Regulators encouraged providers to make offers that are close to the qualifying payment amount to avoid the arbitration process. But an independent resolution process "rigged to simply reaffirm the qualifying payment amount is neither an independent process nor faithful to Congress' directive to consider multiple enumerating factors," the Association of Air Medical Services argued in the complaint.
HHS and the Labor Department did not respond to requests for comment. The U.S. Office of Personnel Management, Employee Benefits Security Administration, Treasury Department and Internal Revenue Service were also listed as defendants.

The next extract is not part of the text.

PR #710, opened 2016-04-14
Nitrous.io Quickstart button

yeouchien:
Added Nitrous Quickstart files so anyone can quickly spin up a free, cloud dev environment to start using this repo. Clicking the Quickstart button will automatically clone this repo and will install and configure any required packages.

The No Surprises Act is expected to curb air ambulance providers' negotiating clout, analysts said. It will especially impact private equity-owned helicopter ambulance carriers that charge nearly twice as much as those that are not part of a private equity-owned or publicly traded company, research from the USC-Brookings Schaeffer Initiative for Health Policy revealed.
Still, air ambulance companies will likely offset out-of-network revenue losses by charging more for in-network claims, industry observers said.
Most air ambulance carriers don't fit in-network models, the Association of Air Medical Services claimed. Air ambulances' high fixed costs and unpredictable schedules complicate network contracts because insurers can't steer increased patient volumes in return for discounts, according to the complaint. Air ambulance carriers and providers negotiate rates on a case-by-case basis, which often leaves the patient with an unexpected balance bill.
The average charge associated with airplane ambulances rose 27.6%, from $19,210 in 2017 to $24,507 in 2020, according to a FAIR Health analysis of around 35 billion healthcare claims. Meanwhile, the average in-network negotiated rate for airplane ambulance jumped rose 76.4% over that span from $8,855 to $15,624.